The process involves setting a version number, building the image, and pushing it to a registry such as GitHub Container Registry (ghcr.io). The action.yaml file is then modified to point to the new image. A workflow can be configured to use the development branch of the custom action, allowing developers to test the approval process in a controlled environment.
bash
VERSION=1.7.1-rc.1 make IMAGE_REPO=ghcr.io/pavlospt/manual-approval-test push
The action.yaml file should be updated to reference the test image:
yaml
image: docker://ghcr.io/pavlospt/manual-approval-test:1.7.0-rc.1
Then, the workflow can be updated to use the development branch:
yaml
- name: Wait for approval
uses: your-github-user/manual-approval@your-dev-branch
with:
secret: ${{ secrets.GITHUB_TOKEN }}
approvers: pavlospt
Once testing is complete, the new version can be built, pushed, and tagged. A release branch is created, and the action.yaml is updated to point to the new stable image. The changes are merged into the main branch, and new tags are created and pushed to the repository.
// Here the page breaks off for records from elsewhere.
PR #4395, opened 2025-03-18
crl-release-24.3: sstable: copy filter block during suffix rewriting

jbowens:
Previously, during suffix rewriting, both row and columnar sstable writers
could pass the input sstable's filter block into objstorage.Writable.Write by
passing a subslice of the original input sstables byte slice. The Write method
is permitted to mangle the input buffer, which in this case would corrupt the
original input sstable.

Informs cockroachdb/cockroach#141493.
Backport of #4265.

### DIFF
--- a/objstorage/test_utils.go
+++ b/objstorage/test_utils.go
@@ -8,6 +8,7 @@ import (
 	"bytes"
 	"context"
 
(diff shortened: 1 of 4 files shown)


RaduBerinde (approved):

jbowens:
TFTR!

PR #4396, opened 2025-03-18
sstable: add Compressor and Decompressor interfaces

EdwardX29:
add Compressor and Decompressor interfaces to refactor existing compressor and decompressor schemes.


RaduBerinde (commented):
> *[Reviewable](https://reviewable.io/reviews/cockroachdb/pebble/4396)* status: 0 of 7 files reviewed, 3 unresolved discussions

___
*[`sstable/block/compressor.go` line 9 at r1](https://reviewable.io/reviews/cockroachdb/pebble/4396#-OLfigwy4B95uFegkBBE:-OLfigwy4B95uFegkBBF:b-3s9t3n) ([raw file](https://github.com/cockroachdb/pebble/blob/a58813d2c68e0f0d498cd6b73b20fde91df00bf2/sstable/block/compressor.go#L9)):*
> ```Go
> }
> 
> type NoCompressionCompressor struct{}
> ```

[nit] NoopCompressor
___
*[`sstable/block/compressor.go` line 39 at r1](https://reviewable.io/reviews/cockroachdb/pebble/4396#-OLfi-0S4E8zMxoq-GTt:-OLfi-0S4E8zMxoq-GTu:bapv2b5) ([raw file](https://github.com/cockroachdb/pebble/blob/a58813d2c68e0f0d498cd6b73b20fde91df00bf2/sstable/block/compressor.go#L39)):*
> ```Go
> }
> 
> type Decoder interface {
> ```

`block.Decoder` suggests something else. I'd rename to `Decompressor`
___
*[`sstable/block/compressor.go` line 40 at r1](https://reviewable.io/reviews/cockroachdb/pebble/4396#-OLfi9Oe8XuTsj4RuOB_:-OLfi9Oe8XuTsj4RuOBa:b-k8op2o) ([raw file](https://github.com/cockroachdb/pebble/blob/a58813d2c68e0f0d498cd6b73b20fde91df00bf2/sstable/block/compressor.go#L40)):*
> ```Go
> 
> type Decoder interface {
> 	Decode(buf, compressed []byte) ([]byte, error)
> ```

This needs to be documented, especially that buf needs to be large enough. (Actually, this implies that the caller needs to know the size, so why not require it is exactly the correct size instead of returning a `[]byte`?)

RaduBerinde (commented):
> *[Reviewable](https://reviewable.io/reviews/cockroachdb/pebble/4396)* status: 0 of 7 files reviewed, 2 unresolved discussions

___
*[`sstable/block/compressor.go` line 45 at r2](https://reviewable.io/reviews/cockroachdb/pebble/4396#-OLkFqbxEjtDpIAwNz7G:-OLkFqbxEjtDpIAwNz7H:b-davg6e) ([raw file](https://github.com/cockroachdb/pebble/blob/1aeb60afc466acc54083a1c607231de98e0441cf/sstable/block/compressor.go#L45)):*
> ```Go
> type Decompressor interface {
> 	// DecompressInto decompresses compressed into buf. The buf slice must have the
> 	// exact size as the decompressed value. Callers may use DecompressedLen to
> ```

We should make `DecompressedLen` part of this interface as well.
___
*[`sstable/block/compressor.go` line 50 at r2](https://reviewable.io/reviews/cockroachdb/pebble/4396#-OLkG4mR7x_8U1JddRuW:-OLkG4mR7x_8U1JddRuX:b-fz2e8y) ([raw file](https://github.com/cockroachdb/pebble/blob/1aeb60afc466acc54083a1c607231de98e0441cf/sstable/block/compressor.go#L50)):*
> ```Go
> }
> 
> type NoopDecompressor struct{}
> ```

Do these types need to be exported?

RaduBerinde (commented):
> *[Reviewable](https://reviewable.io/reviews/cockroachdb/pebble/4396)* status: 0 of 7 files reviewed, 1 unresolved discussion

___
*[`sstable/block/compressor.go` line 56 at r3](https://reviewable.io/reviews/cockroachdb/pebble/4396#-OLkRbvPD4w4scIdzDQK:-OLkRbvPD4w4scIdzDQL:b-h6qxtk) ([raw file](https://github.com/cockroachdb/pebble/blob/7a4e4dd62b24488fe7120186fb3211279dee9d08/sstable/block/compressor.go#L56)):*
> ```Go
> 	// varint encoding the length of the decompressed block. In such cases, a
> 	// non-zero prefixLength is returned indicating the length of this prefix.
> 	DecompressedLen(b []byte) (decompressedLen int, prefixLength int, err error)
> ```

We should remove the `prefixLength`, this should be an internal detail that is handled by the zstd implementation.

RaduBerinde (approved):
:lgtm_strong:  Nice cleanup!

> *[Reviewable](https://reviewable.io/reviews/cockroachdb/pebble/4396#-:-OLlHoob0CPbmbV5b8by:b24l8lv)* status: 0 of 10 files reviewed, all discussions resolved

PR #4401, opened 2025-03-19
crl-release-23.2: sstable: copy filter block during suffix rewriting

jbowens:
Previously, during suffix rewriting, both row and columnar sstable writers could pass the input sstable's filter block into objstorage.Writable.Write by passing a subslice of the original input sstables byte slice. The Write method is permitted to mangle the input buffer, which in this case would corrupt the original input sstable.

Backport of #4265.
Informs cockroachdb/cockroach#141493.


jbowens:
TFTR!

PR #4402, opened 2025-03-19
internal/strparse: new package

jbowens:
Pull out the manifest package's debugParser used to facilitate parsing of debug representation's of data structures into a new internal package. This is in preparation for an additional use in parsing debug representations of blob handles.


RaduBerinde (approved):
Nice, I can already use this with a change I'm working on.

PR #4403, opened 2025-03-19
db, manifest: clean up error cases when picking compactions

RaduBerinde:
I'm not sure this can fail currently, but we should still check it. A
WIP change caused `l0SublevelInfo not created for compaction out of
L0` because of this missing check.

### DIFF
--- a/compaction_picker.go
+++ b/compaction_picker.go
@@ -1482,6 +1482,8 @@ func (p *compactionPickerByScore) pickedCompactionFromCandidateFile(
 	}
 
 	if !pc.setupInputs(p.opts, env.diskAvailBytes, pc.startLevel) {
+		// TODO(radu): do we expect this to happen? (it does seem to happen if I add
+		// a log here).
 		return nil
 	}
 
@@ -1610,6 +1612,7 @@ func pickAutoLPositive(
 	}
 
 	if !pc.setupInputs(opts, env.diskAvailBytes, pc.startLevel) {
+		opts.Logger.Errorf("%v", base.AssertionFailedf("setupInputs failed"))
 		return nil
 	}
 	return pc.maybeAddLevel(opts, env.diskAvailBytes)
@@ -1740,7 +1743,7 @@ func (wa WriteAmpHeuristic) String() string {
 
 // Helper method to pick compactions originating from L0. Uses information about
 // sublevels to generate a compaction.
-func pickL0(env compactionEnv, opts *Options, vers *version, baseLevel int) (pc *pickedCompaction) {
+func pickL0(env compactionEnv, opts *Options, vers *version, baseLevel int) *pickedCompaction {
 	// It is important to pass information about Lbase files to L0Sublevels
 	// so it can pick a compaction that does not conflict with an Lbase => Lbase+1
 	// compaction. Without this, we observed reduced concurrency of L0=>Lbase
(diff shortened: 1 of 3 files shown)


RaduBerinde:
*[`compaction_picker.go` line 1754 at r1](https://reviewable.io/reviews/cockroachdb/pebble/4403#-OLjAXg1AlfzU2hym0Hq:-OLjAXg1AlfzU2hym0Hr:b-dfitlr) ([raw file](https://github.com/cockroachdb/pebble/blob/acfd0e6ca84c55e599b1f0348a5a91a9bfa09dbd/compaction_picker.go#L1754)):*
> ```Go
> 	if err != nil {
> 		opts.Logger.Errorf("error when picking base compaction: %s", err)
> 		return
> ```

Would it be better to fall through in these error cases and try to pick other types of compactions?

jbowens (approved):
:lgtm:

> *[Reviewable](https://reviewable.io/reviews/cockroachdb/pebble/4403#-:-OLk6F438VJgHu9Da8oT:bnfp4nl)* status: 0 of 1 files reviewed, 1 unresolved discussion (waiting on @RaduBerinde)

___
*[`compaction_picker.go` line 1754 at r1](https://reviewable.io/reviews/cockroachdb/pebble/4403#-OLjAXg1AlfzU2hym0Hq:-OLk5jPZ8LgkZPr_8n1x:b2hz993) ([raw file](https://github.com/cockroachdb/pebble/blob/acfd0e6ca84c55e599b1f0348a5a91a9bfa09dbd/compaction_picker.go#L1754)):*

Would it be better to fall through in these error cases and try to pick other types of compactions?
</blockquote></details>

I'm staring at the error cases of PickBaseCompaction struggling to comprehend. I'm wondering if these should be assertion failures or, maybe non-error cases (resulting in a nil `lcf` and a `nil` error).

RaduBerinde (commented):
> *[Reviewable](https://reviewable.io/reviews/cockroachdb/pebble/4403)* status: 0 of 1 files reviewed, 1 unresolved discussion (waiting on @jbowens)

___
*[`compaction_picker.go` line 1754 at r1](https://reviewable.io/reviews/cockroachdb/pebble/4403#-OLjAXg1AlfzU2hym0Hq:-OLo9mlW7Ff1FWh922li:b5ool52) ([raw file](https://github.com/cockroachdb/pebble/blob/acfd0e6ca84c55e599b1f0348a5a91a9bfa09dbd/compaction_picker.go#L1754)):*

I'm staring at the error cases of PickBaseCompaction struggling to comprehend. I'm wondering if these should be assertion failures or, maybe non-error cases (resulting in a nil `lcf` and a `nil` error).
</blockquote></details>

I'm trying to refactor and use assertions but I'm hitting `file %s chosen as seed file for compaction should not be compacting` in practice. Is it possible that `isBaseCompacting` is not up-to-date? If a compaction started since the `L0Sublevels` were calculated, that would be expected, no?

RaduBerinde:
*[`compaction_picker.go` line 1754 at r1](https://reviewable.io/reviews/cockroachdb/pebble/4403#-OLjAXg1AlfzU2hym0Hq:-OLpeqNHAagwGnE_SR2E:b-tv30jc) ([raw file](https://github.com/cockroachdb/pebble/blob/acfd0e6ca84c55e599b1f0348a5a91a9bfa09dbd/compaction_picker.go#L1754)):*

I'm trying to refactor and use assertions but I'm hitting `file %s chosen as seed file for compaction should not be compacting` in practice. Is it possible that `isBaseCompacting` is not up-to-date? If a compaction started since the `L0Sublevels` were calculated, that would be expected, no?
</blockquote></details>

@sumeerbhola pointed out that we do update this in `UpdateStateForStartedCompaction` so this seems unexpected. I'll investigate some more.

sumeerbhola (commented):
> *[Reviewable](https://reviewable.io/reviews/cockroachdb/pebble/4403)* status: 0 of 1 files reviewed, 1 unresolved discussion (waiting on @jbowens, @RaduBerinde, and @sumeerbhola)

___
*[`compaction_picker.go` line 1754 at r1](https://reviewable.io/reviews/cockroachdb/pebble/4403#-OLjAXg1AlfzU2hym0Hq:-OLsf3Mn0H0lk6C8i_x7:b24zs5y) ([raw file](https://github.com/cockroachdb/pebble/blob/acfd0e6ca84c55e599b1f0348a5a91a9bfa09dbd/compaction_picker.go#L1754)):*

@sumeerbhola pointed out that we do update this in `UpdateStateForStartedCompaction` so this seems unexpected. I'll investigate some more.
</blockquote></details>

Thanks for investigating. I agree that it's worrisome that some information is stale and we're relying on some last line of defense to return an error, instead of that last line being an assertion.

RaduBerinde (commented):
> *[Reviewable](https://reviewable.io/reviews/cockroachdb/pebble/4403)* status: 0 of 1 files reviewed, 1 unresolved discussion (waiting on @jbowens and @sumeerbhola)

___
*[`compaction_picker.go` line 1754 at r1](https://reviewable.io/reviews/cockroachdb/pebble/4403#-OLjAXg1AlfzU2hym0Hq:-OLt6eLcDT7qJyf-J-Cx:ba266cx) ([raw file](https://github.com/cockroachdb/pebble/blob/acfd0e6ca84c55e599b1f0348a5a91a9bfa09dbd/compaction_picker.go#L1754)):*

Thanks for investigating. I agree that it's worrisome that some information is stale and we're relying on some last line of defense to return an error, instead of that last line being an assertion.
</blockquote></details>

I checked again and I think the only problem was the test I'm fixing in #4409. I will proceed to convert to assertions.

@sumeerbhola - any opinion about whether I should keep these assertions in `invariants` builds only? (and just don't pick the compaction in release builds).  It feels like there could be some cornercase bugs in updating the `L0Sublevels` but they would resolve when the in-progress compactions complete, so to me it feels preferable to continue instead of crashing. I can add an `Errorf` log so they are still visible.

sumeerbhola (commented):
> *[Reviewable](https://reviewable.io/reviews/cockroachdb/pebble/4403)* status: 0 of 1 files reviewed, 1 unresolved discussion (waiting on @jbowens, @RaduBerinde, and @sumeerbhola)

___
*[`compaction_picker.go` line 1754 at r1](https://reviewable.io/reviews/cockroachdb/pebble/4403#-OLjAXg1AlfzU2hym0Hq:-OM3B6QECI7miZbRHIV0:betvxu6) ([raw file](https://github.com/cockroachdb/pebble/blob/acfd0e6ca84c55e599b1f0348a5a91a9bfa09dbd/compaction_picker.go#L1754)):*

I checked again and I think the only problem was the test I'm fixing in #4409. I will proceed to convert to assertions.

@sumeerbhola - any opinion about whether I should keep these assertions in `invariants` builds only? (and just don't pick the compaction in release builds).  It feels like there could be some cornercase bugs in updating the `L0Sublevels` but they would resolve when the in-progress compactions complete, so to me it feels preferable to continue instead of crashing. I can add an `Errorf` log so they are still visible.
</blockquote></details>

+1 to error logging in the normal case and asserting in the `invariants` build.

RaduBerinde (commented):
Updated.

> *[Reviewable](https://reviewable.io/reviews/cockroachdb/pebble/4403#-:-OM5LxawDBR9hRmN6Y0P:b-bw8e14)* status: 0 of 4 files reviewed, all discussions resolved (waiting on @jbowens and @sumeerbhola)

RaduBerinde:
Sigh.. the metamorphic test ran into `panic: setupInputs failed`

jbowens (approved):
:lgtm_strong:

> Reviewed 2 of 3 files at r2, 1 of 1 files at r3, all commit messages.
> *[Reviewable](https://reviewable.io/reviews/cockroachdb/pebble/4403#-:-OMSASak6gjRjxLAoOUM:b-jbsf8z)* status: <span>:shipit:</span> complete! all files reviewed, all discussions resolved (waiting on @RaduBerinde)

RaduBerinde:
TFTR!

PR #4404, opened 2025-03-19
manifest: cleanup related to making level slices

RaduBerinde:
#### manifest: add separate makeLevelSlice

All callers of `makeBTree` either need just the tree or just the
slice, so make a separate function for the slice.


RaduBerinde:
TFTR!

PR #4405, opened 2025-03-20
manifest: add L0Sublevels sanity checks, fix L0Index

RaduBerinde:
Add sanity checking to `L0Sublevels`.

The `L0Index` check was failing, suggesting that the code below made
an incorrect assumption about files exactly matching the last files in
the new levelMetadata:

```
	// Update interval indices for new files.
	for i, f := range files {
		f.L0Index = s.levelMetadata.Len() + i
```

I added extra checks to `AddL0Files` to bail out if this assumption is
not correct.

### DIFF
--- a/internal/manifest/l0_sublevels.go
+++ b/internal/manifest/l0_sublevels.go
@@ -331,6 +331,7 @@ func NewL0Sublevels(
 	}
 
 	s.calculateFlushSplitKeys(flushSplitMaxBytes)
+	s.Check()
 	return s, nil
 }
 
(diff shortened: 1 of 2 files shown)


jbowens (approved):
> *[Reviewable](https://reviewable.io/reviews/cockroachdb/pebble/4405)* status: all files reviewed, 2 unresolved discussions (waiting on @RaduBerinde)

___
*[a discussion](https://reviewable.io/reviews/cockroachdb/pebble/4405#-OLotihwBZadCTi23wna:-OLotihwBZadCTi23wnb:bg7igkv) (no related file):*
:lgtm: 
___
*[`internal/manifest/l0_sublevels.go` line 461 at r1](https://reviewable.io/reviews/cockroachdb/pebble/4405#-OLorwXPD2aIQtTOmvAt:-OLorwXPD2aIQtTOmvAu:b-mpq3pt) ([raw file](https://github.com/cockroachdb/pebble/blob/90ca6589ddd2f85308866e3c03b2ce91491b5116/internal/manifest/l0_sublevels.go#L461)):*
> ```Go
> 			panic("AddL0Files called twice on the same receiver")
> 		}
> 		return nil, errInvalidL0SublevelsOpt
> ```

we mind as well make theses panic unconditional in invariants and non-invariants builds, right?

RaduBerinde:
*[`internal/manifest/l0_sublevels.go` line 461 at r1](https://reviewable.io/reviews/cockroachdb/pebble/4405#-OLorwXPD2aIQtTOmvAt:-OLpffBa7ll3D0TZ1vNs:b-x0knfl) ([raw file](https://github.com/cockroachdb/pebble/blob/90ca6589ddd2f85308866e3c03b2ce91491b5116/internal/manifest/l0_sublevels.go#L461)):*

we mind as well make theses panic unconditional in invariants and non-invariants builds, right?
</blockquote></details>

I was thinking since this function is only an optimization and we can fall back on the slower one, we can reliably continue even if there's a bug here.

Issue #2571, opened 2023-05-25
sstable: do a bit flip computation on a checksum mismatch in the Reader


bananabrick:
In issues like [this](https://github.com/cockroachlabs/support/issues/2323), where the customer is using an encrypted store it is difficult to determine if the corruption occurred due to a bit flip.

While it is likely that the corruption occurred due to a bit flip, the answer isn't satisfactory to all customers without proof.

Instead, we could perform the check to see if there's a bit flip, when we detect the corruption, and log that to disk. We're going to panic and crash the process anyway, so the computation should be harmless.

PR #4406, opened 2025-03-20
sstable: do a bit flip computation on a checksum mismatch in the Reader

EdwardX29:
When a checksum mismatch occurs, this update tries flipping each bit of the data to see if a single-bit error caused the issue. If found, the error message includes the bit and index details.

Fixes: https://github.com/cockroachdb/pebble/issues/2571

### DIFF
--- a/sstable/block/block.go
+++ b/sstable/block/block.go
@@ -7,8 +7,10 @@ package block
 import (
 	"context"
 	"encoding/binary"
+	"fmt"
 	"path/filepath"
 	"runtime"
+	"slices"
 	"time"
 
 	"github.com/cespare/xxhash/v2"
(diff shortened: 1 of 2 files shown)


RaduBerinde (commented):
Nice! It would be good to exercise this in a test, you can extend `TestReaderChecksumErrors` a bit (can add two subtest variants, one that has a single bit flip in a random byte).

> *[Reviewable](https://reviewable.io/reviews/cockroachdb/pebble/4406#-:-OLoDSjCC2qEooX0_dLa:b-o3tet5)* status: 0 of 1 files reviewed, 5 unresolved discussions (waiting on @jbowens)

___
*[`sstable/block/block.go` line 176 at r1](https://reviewable.io/reviews/cockroachdb/pebble/4406#-OLoCTL1EEU_a_MhL20a:-OLoCTL1EEU_a_MhL20b:bqs67t8) ([raw file](https://github.com/cockroachdb/pebble/blob/9cbd95a8b6c1e9871a414415af16eab5af142237/sstable/block/block.go#L176)):*
> ```Go
> 		flipped, indexFlipped, bitFlipped := checkForBitFlip(b[:bh.Length+1], checksumType, expectedChecksum)
> 		if flipped {
> 			base.CorruptionErrorf("block %d/%d: %s checksum mismatch %x != %x. bit flip found: bit %d index %d",
> ```

[nit] I'd just have a `extraMsg := ""` and update that and add it below as a `%s` at the end.
[nit] More useful to print the byte index and the before/after byte value in hex
___
*[`sstable/block/block.go` line 189 at r1](https://reviewable.io/reviews/cockroachdb/pebble/4406#-OLoDpnf9R5ijFTEBj8_:-OLoDpnf9R5ijFTEBj8a:bv1cxn7) ([raw file](https://github.com/cockroachdb/pebble/blob/9cbd95a8b6c1e9871a414415af16eab5af142237/sstable/block/block.go#L189)):*
> ```Go
> func checkForBitFlip(
> 	data []byte, checksumType ChecksumType, expectedChecksum uint32,
> ) (flipped bool, indexFlipped int, bitFlipped int) {
> ```

[nit] s/flipped/found
___
*[`sstable/block/block.go` line 190 at r1](https://reviewable.io/reviews/cockroachdb/pebble/4406#-OLoBFyeC-0Lk7zhJYMN:-OLoBFyeC-0Lk7zhJYMO:b-ethnkv) ([raw file](https://github.com/cockroachdb/pebble/blob/9cbd95a8b6c1e9871a414415af16eab5af142237/sstable/block/block.go#L190)):*
> ```Go
> 	data []byte, checksumType ChecksumType, expectedChecksum uint32,
> ) (flipped bool, indexFlipped int, bitFlipped int) {
> 	for i := 0; i < len(data); i++ {
> ```

Let's do a `data = slice.Clone(data)` here, just to be safe. (This function doesn't impose any restrictions on how `b` might be used in parallel)
___
*[`sstable/block/block.go` line 190 at r1](https://reviewable.io/reviews/cockroachdb/pebble/4406#-OLoBuxQ9zentAXPxMp0:-OLoBuxQ9zentAXPxMp1:bcyqo09) ([raw file](https://github.com/cockroachdb/pebble/blob/9cbd95a8b6c1e9871a414415af16eab5af142237/sstable/block/block.go#L190)):*
> ```Go
> 	data []byte, checksumType ChecksumType, expectedChecksum uint32,
> ) (flipped bool, indexFlipped int, bitFlipped int) {
> 	for i := 0; i < len(data); i++ {
> ```

I would set a limit on `len(data)`, if we have a multi-megabyte block (which is possible, e.g. filter blocks), this is unlikely to finish in any reasonable amount of time. The limit will have to be somewhere north of 40KB to be useful.

I'd add a benchmark to see how long it takes for whatever limit you set, hoping something like 128KB is ok.
___
*[`sstable/block/block.go` line 193 at r1](https://reviewable.io/reviews/cockroachdb/pebble/4406#-OLoD8dr-VBUJpPR_zHY:-OLoD8dr-VBUJpPR_zHZ:bcqpwny) ([raw file](https://github.com/cockroachdb/pebble/blob/9cbd95a8b6c1e9871a414415af16eab5af142237/sstable/block/block.go#L193)):*
> ```Go
> 		for bit := 0; bit < 8; bit++ {
> 			data[i] = data[i] ^ (1 << bit)
> 			var computedChecksum uint32
> ```

[nit] I'd extract this in a separate function

RaduBerinde (approved):
:lgtm:

> *[Reviewable](https://reviewable.io/reviews/cockroachdb/pebble/4406#-:-OLuZlf3C2TMHioQfmpA:bnfp4nl)* status: 0 of 2 files reviewed, all discussions resolved (waiting on @jbowens)

jbowens (commented):
> *[Reviewable](https://reviewable.io/reviews/cockroachdb/pebble/4406)* status: 0 of 2 files reviewed, 1 unresolved discussion

___
*[`sstable/block/block.go` line 186 at r2](https://reviewable.io/reviews/cockroachdb/pebble/4406#-OLyELh80O0N7hdHhNJ_:-OLyELh80O0N7hdHhNJa:b5f5f00) ([raw file](https://github.com/cockroachdb/pebble/blob/582a17a33ad84e2ef8f349c02f40b3c112c3f67c/sstable/block/block.go#L186)):*
> ```Go
> 		return base.CorruptionErrorf("block %d/%d: %s checksum mismatch %x != %x%s",
> 			errors.Safe(bh.Offset), errors.Safe(bh.Length), checksumType,
> 			expectedChecksum, computedChecksum, bitFlipExtraMsg)
> ```

I'm pretty sure this `blitFlipExtraMsg` will get redacted
I think we should do:

```
err := base.CorruptionErrorf("block %d/%d: %s checksum mismatch %x != %x",
			errors.Safe(bh.Offset), errors.Safe(bh.Length), checksumType,
			expectedChecksum, computedChecksum)
if found {
	err = errors.WithSafeDetails(". bit flip found: byte index %d. got: %x. want: %x.",
				indexFound, data[indexFound], data[indexFound]^(1<<bitFound))
}
return err
```

PR #4409, opened 2025-03-21
db: fix CompactionPickerTargetLevel test

RaduBerinde:
This test did not properly set up the `L0Sublevels` with the
compaction information (in regular operation, `L0Sublevels` is kept in
sync with in-progress compactions).

To fix this, we use `L0Sublevels.InitCompactingFileInfo()` before
picking a compaction. This prevents an error case during compaction
picking.

### DIFF
--- a/compaction_picker_test.go
+++ b/compaction_picker_test.go
@@ -290,18 +290,31 @@ func TestCompactionPickerTargetLevel(t *testing.T) {
 					}
 				}
 
+				var l0InProgress []manifest.L0Compaction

Finally, a GitHub release is created to make the new version available to users.
bash
VERSION=1.7.0 make build
VERSION=1.7.0 make push
git tag -d v1 && git push --delete origin v1
git tag v1.7.0 && git tag v1 && git push origin --tags
This rigorous testing and release process ensures that custom approval actions are reliable and secure, providing teams with confidence in their deployment pipelines.
Conclusion
Manual approval workflows are a critical component of modern DevOps practices, ensuring that changes are reviewed and authorized before reaching production environments. While GitHub Enterprise offers native support for this functionality, teams on lower-tier plans can leverage community-driven actions like pavlospt/manual-approval to achieve similar results. By understanding the mechanics, cost implications, and configuration requirements of these actions, organizations can implement robust, cost-effective approval workflows that maintain security without breaking the bank. Whether using simple issue-based approvals or custom logic-driven workflows, the key is to balance control, efficiency, and cost, ensuring that the deployment pipeline remains both secure and agile.